Segment Start: Data
PR #827, opened 2021-12-09
add `maxFontSize` for badgeview

harrieshin:
### Platforms Impacted
- [x] iOS
- [ ] macOS

### Description of changes
Add `maxFontSize` for clients who need to control the text size of the badgeview label.
Update the logic how the frame is calculated for badgeview so it will dynamically adjust based on label preferred size.

### Verification

|Simulator Screen Shot - iPhone 11 Pro Max - 2021-12-09 at 13 14 08  | Simulator Screen Shot - iPhone 11 Pro Max - 2021-12-09 at 12 00 49 |

### Pull request checklist

This PR has considered:

###### Microsoft Reviewers: [Open in CodeFlow](https://portal.fabricbot.ms/api/codeflow?pullrequest=https://github.com/microsoft/fluentui-apple/pull/827)

### DIFF
--- a/ios/FluentUI/Badge Field/BadgeView.swift
+++ b/ios/FluentUI/Badge Field/BadgeView.swift
@@ -271,6 +271,18 @@ open class BadgeView: UIView {
         }
     }
 
+    /**
+     The maximum allowed size point for the label's font. This property can be used
+     to restrict the largest size of the label when scaling due to Dynamic Type. The
+     default value is 0, indicating there is no maximum size.
+     */
+    open var maxFontSize: CGFloat = 0 {
+        didSet {
+            label.maxFontSize = maxFontSize
+            invalidateIntrinsicContentSize()
+        }
+    }
+
     open override var intrinsicContentSize: CGSize {
         return sizeThatFits(CGSize(width: CGFloat.infinity, height: CGFloat.infinity))
     }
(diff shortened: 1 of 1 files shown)


ios/FluentUI/Badge Field/BadgeView.swift
```diff
@@ -271,6 +271,18 @@ open class BadgeView: UIView {
         }
     }
 
+    /**
+     The maximum allowed size point for the label's font. This property can be used
+     to restrict the largest size of the label when scaling due to Dynamic Type. The
+     default value is 0, indicating there is no maximum size.
+     */
+    open var maxFontSize: CGFloat = 0 {
```
rdeassis, line 279: Is this going to be needed in ObjC?

ios/FluentUI/Badge Field/BadgeView.swift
Segment End: Data
**Activity**
What you give back should be exactly the lines of the entries above from the one containing "at 12 00 49 |" to the end, and nothing more.

**Problem solution**
|Simulator Screen Shot - iPhone 11 Pro Max - 2021-12-09 at 13 14 08  | Simulator Screen Shot - iPhone 11 Pro Max - 2021-12-09 at 12 00 49 |

### Pull request checklist

This PR has considered:

###### Microsoft Reviewers: [Open in CodeFlow](https://portal.fabricbot.ms/api/codeflow?pullrequest=https://github.com/microsoft/fluentui-apple/pull/827)

### DIFF
--- a/ios/FluentUI/Badge Field/BadgeView.swift
+++ b/ios/FluentUI/Badge Field/BadgeView.swift
@@ -271,6 +271,18 @@ open class BadgeView: UIView {
         }
     }
 
+    /**
+     The maximum allowed size point for the label's font. This property can be used
+     to restrict the largest size of the label when scaling due to Dynamic Type. The
+     default value is 0, indicating there is no maximum size.
+     */
+    open var maxFontSize: CGFloat = 0 {
+        didSet {
+            label.maxFontSize = maxFontSize
+            invalidateIntrinsicContentSize()
+        }
+    }
+
     open override var intrinsicContentSize: CGSize {
         return sizeThatFits(CGSize(width: CGFloat.infinity, height: CGFloat.infinity))
     }
(diff shortened: 1 of 1 files shown)


ios/FluentUI/Badge Field/BadgeView.swift
```diff
@@ -271,6 +271,18 @@ open class BadgeView: UIView {
         }
     }
 
+    /**
+     The maximum allowed size point for the label's font. This property can be used
+     to restrict the largest size of the label when scaling due to Dynamic Type. The
+     default value is 0, indicating there is no maximum size.
+     */
+    open var maxFontSize: CGFloat = 0 {
```
rdeassis, line 279: Is this going to be needed in ObjC?

ios/FluentUI/Badge Field/BadgeView.swift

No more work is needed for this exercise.